PR #1002, opened 2026-05-27
fix: test(client-typescript) disconnect timeout guard should reject instead of resolve

### LINKED ISSUE #968: test(client-typescript): disconnect timeout guard should reject instead of resolve
## Problem

In `packages/client-typescript/tests/RocketRideClient.test.ts` and `packages/client-typescript/tests/deploy.test.ts`, the `afterEach` teardown uses a timeout promise that **resolves** after 10 s:

```typescript
await Promise.race([
  client.disconnect(),
  new Promise<void>((resolve) => setTimeout(resolve, 10000)),
]);
```

Because the timeout branch resolves (rather than rejects), `afterEach` returns successfully even when `client.disconnect()` never settles. This masks teardown hangs and can leave pending work that leaks into subsequent tests.

## Suggested fix

Change the timeout promise to **reject** so that the test fails fast when a hang occurs:

```typescript
await Promise.race([
  client.disconnect(),
  new Promise<never>((_, reject) =>
    setTimeout(() => reject(new Error('client.disconnect() timed out after 10s')), 10000),
  ),
]);
```

Apply the fix to both affected files:
- `packages/client-typescript/tests/RocketRideClient.test.ts`
- `packages/client-typescript/tests/deploy.test.ts`

## Context

Identified during review of PR #805 (comment: https://github.com/rocketride-org/rocketride-server/pull/805#discussion_r3282645889).

Requested by @stepmikhaylov.

aryaMehta26:
Fixes #968

The previous implementation of the disconnect timeout guard in the TypeScript client tests used `resolve()` instead of `reject()` when the timeout was reached. This meant that if `client.disconnect()` hung, the test would silently pass instead of failing as intended.

This commit updates the timeout promises to use `reject()` with an appropriate error message, ensuring that test failures on disconnect are properly caught and reported.

## Summary by CodeRabbit

* **Tests**
  * Standardized integration-test cleanup with bounded timeout handling.
  * Added consistent timeout limits for client disconnects and concurrent pipeline cleanup, including 10- and 15-second safeguards.
  * Updated deployment and client integration tests to use the shared timeout behavior, helping prevent teardown operations from hanging indefinitely.

### DIFF
--- a/packages/client-typescript/tests/RocketRideClient.test.ts
+++ b/packages/client-typescript/tests/RocketRideClient.test.ts
@@ -71,7 +71,7 @@ describe('RocketRideClient Integration Tests', () => {
 	afterEach(async () => {
 		if (client.isConnected()) {
 			// Use a bounded timeout so teardown never hangs the suite
-			await Promise.race([client.disconnect(), new Promise<void>((resolve) => setTimeout(resolve, 10000))]);
+			await Promise.race([client.disconnect(), new Promise<void>((_, reject) => setTimeout(() => reject(new Error('disconnect timeout exceeded')), 10000))]);
 		}
 	});
 
@@ -1669,7 +1669,7 @@ Line 3: random data ${Math.random().toString(36).substring(2)}`;
 						}
 					})
 				),
-				new Promise<void>((resolve) => setTimeout(resolve, 15000)),
+				new Promise<void>((_, reject) => setTimeout(() => reject(new Error('pipeline cleanup timeout exceeded')), 15000)),
 			]);
 			pipelineTokens = [];
 		});
@@ -2042,7 +2042,7 @@ Line 3: random data ${Math.random().toString(36).substring(2)}`;
 					expect(uniqueTexts.size).toBe(SENDS_PER_CLIENT * 2);
 				} finally {
 					if (clientB.isConnected()) {
-						await Promise.race([clientB.disconnect(), new Promise<void>((resolve) => setTimeout(resolve, 10000))]);
+						await Promise.race([clientB.disconnect(), new Promise<void>((_, reject) => setTimeout(() => reject(new Error('disconnect timeout exceeded')), 10000))]);
 					}
 				}
 			},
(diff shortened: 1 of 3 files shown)


nihalnihalani:
Still applies: develop's teardown guards are unchanged — [RocketRideClient.test.ts:76](https://github.com/rocketride-org/rocketride-server/blob/develop/packages/client-typescript/tests/RocketRideClient.test.ts#L76), :1664, :2063 and [deploy.test.ts:88](https://github.com/rocketride-org/rocketride-server/blob/develop/packages/client-typescript/tests/deploy.test.ts#L88) all still race against `setTimeout(resolve, …)`, and #968 is open. There's no `tests/timeoutGuard.ts` on develop either, so nothing has superseded this.

Two things before it can go anywhere:

- All three Build jobs (Ubuntu/macOS/Windows) are failing on a tests-only diff and the branch head is from 2026-07-20. That points at base drift rather than the change; a rebase onto develop and a re-run should clear it.
- `tests/timeoutGuard.ts` is missing the MIT header that every other file in `packages/client-typescript/tests/` carries (see `echo.pipeline.ts`). Not CI-enforced, but it's the house style.

While you're in there: `RocketRideClient.test.ts` picked up more `Promise.race` teardown sites since this PR was opened, so worth re-checking the file for stragglers after the rebase.

nihalnihalani:
@aryaMehta26 Reviewed at head `5b2d9aa8`. Scope note first: this is test-infrastructure only — `disconnect()` itself is untouched, and none of the 95 `.disconnect()` call sites needs new handling. The guard's idea (a hanging disconnect should fail the test, not pass it silently) is right, and two risks I specifically probed came back clean: no unhandled rejection when the guard wins the race (`Promise.race` keeps all inputs subscribed — measured zero), and the timer is cleared on success.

------

Work task: Output all of the material, please, exactly as it stands.

Answer to the exercise:
PR #1002, opened 2026-05-27
fix: test(client-typescript) disconnect timeout guard should reject instead of resolve

### LINKED ISSUE #968: test(client-typescript): disconnect timeout guard should reject instead of resolve
## Problem

In `packages/client-typescript/tests/RocketRideClient.test.ts` and `packages/client-typescript/tests/deploy.test.ts`, the `afterEach` teardown uses a timeout promise that **resolves** after 10 s:

```typescript
await Promise.race([
  client.disconnect(),
  new Promise<void>((resolve) => setTimeout(resolve, 10000)),
]);
```

Because the timeout branch resolves (rather than rejects), `afterEach` returns successfully even when `client.disconnect()` never settles. This masks teardown hangs and can leave pending work that leaks into subsequent tests.

## Suggested fix

Change the timeout promise to **reject** so that the test fails fast when a hang occurs:

```typescript
await Promise.race([
  client.disconnect(),
  new Promise<never>((_, reject) =>
    setTimeout(() => reject(new Error('client.disconnect() timed out after 10s')), 10000),
  ),
]);
```

Apply the fix to both affected files:
- `packages/client-typescript/tests/RocketRideClient.test.ts`
- `packages/client-typescript/tests/deploy.test.ts`

## Context

Identified during review of PR #805 (comment: https://github.com/rocketride-org/rocketride-server/pull/805#discussion_r3282645889).

Requested by @stepmikhaylov.

aryaMehta26:
Fixes #968

The previous implementation of the disconnect timeout guard in the TypeScript client tests used `resolve()` instead of `reject()` when the timeout was reached. This meant that if `client.disconnect()` hung, the test would silently pass instead of failing as intended.

This commit updates the timeout promises to use `reject()` with an appropriate error message, ensuring that test failures on disconnect are properly caught and reported.

## Summary by CodeRabbit

* **Tests**
  * Standardized integration-test cleanup with bounded timeout handling.
  * Added consistent timeout limits for client disconnects and concurrent pipeline cleanup, including 10- and 15-second safeguards.
  * Updated deployment and client integration tests to use the shared timeout behavior, helping prevent teardown operations from hanging indefinitely.

### DIFF
--- a/packages/client-typescript/tests/RocketRideClient.test.ts
+++ b/packages/client-typescript/tests/RocketRideClient.test.ts
@@ -71,7 +71,7 @@ describe('RocketRideClient Integration Tests', () => {
 	afterEach(async () => {
 		if (client.isConnected()) {
 			// Use a bounded timeout so teardown never hangs the suite
-			await Promise.race([client.disconnect(), new Promise<void>((resolve) => setTimeout(resolve, 10000))]);
+			await Promise.race([client.disconnect(), new Promise<void>((_, reject) => setTimeout(() => reject(new Error('disconnect timeout exceeded')), 10000))]);
 		}
 	});
 
@@ -1669,7 +1669,7 @@ Line 3: random data ${Math.random().toString(36).substring(2)}`;
 						}
 					})
 				),
-				new Promise<void>((resolve) => setTimeout(resolve, 15000)),
+				new Promise<void>((_, reject) => setTimeout(() => reject(new Error('pipeline cleanup timeout exceeded')), 15000)),
 			]);
 			pipelineTokens = [];
 		});
@@ -2042,7 +2042,7 @@ Line 3: random data ${Math.random().toString(36).substring(2)}`;
 					expect(uniqueTexts.size).toBe(SENDS_PER_CLIENT * 2);
 				} finally {
 					if (clientB.isConnected()) {
-						await Promise.race([clientB.disconnect(), new Promise<void>((resolve) => setTimeout(resolve, 10000))]);
+						await Promise.race([clientB.disconnect(), new Promise<void>((_, reject) => setTimeout(() => reject(new Error('disconnect timeout exceeded')), 10000))]);
 					}
 				}
 			},
(diff shortened: 1 of 3 files shown)


nihalnihalani:
Still applies: develop's teardown guards are unchanged — [RocketRideClient.test.ts:76](https://github.com/rocketride-org/rocketride-server/blob/develop/packages/client-typescript/tests/RocketRideClient.test.ts#L76), :1664, :2063 and [deploy.test.ts:88](https://github.com/rocketride-org/rocketride-server/blob/develop/packages/client-typescript/tests/deploy.test.ts#L88) all still race against `setTimeout(resolve, …)`, and #968 is open. There's no `tests/timeoutGuard.ts` on develop either, so nothing has superseded this.

Two things before it can go anywhere:

- All three Build jobs (Ubuntu/macOS/Windows) are failing on a tests-only diff and the branch head is from 2026-07-20. That points at base drift rather than the change; a rebase onto develop and a re-run should clear it.
- `tests/timeoutGuard.ts` is missing the MIT header that every other file in `packages/client-typescript/tests/` carries (see `echo.pipeline.ts`). Not CI-enforced, but it's the house style.

While you're in there: `RocketRideClient.test.ts` picked up more `Promise.race` teardown sites since this PR was opened, so worth re-checking the file for stragglers after the rebase.

nihalnihalani:
@aryaMehta26 Reviewed at head `5b2d9aa8`. Scope note first: this is test-infrastructure only — `disconnect()` itself is untouched, and none of the 95 `.disconnect()` call sites needs new handling. The guard's idea (a hanging disconnect should fail the test, not pass it silently) is right, and two risks I specifically probed came back clean: no unhandled rejection when the guard wins the race (`Promise.race` keeps all inputs subscribed — measured zero), and the timer is cleared on success.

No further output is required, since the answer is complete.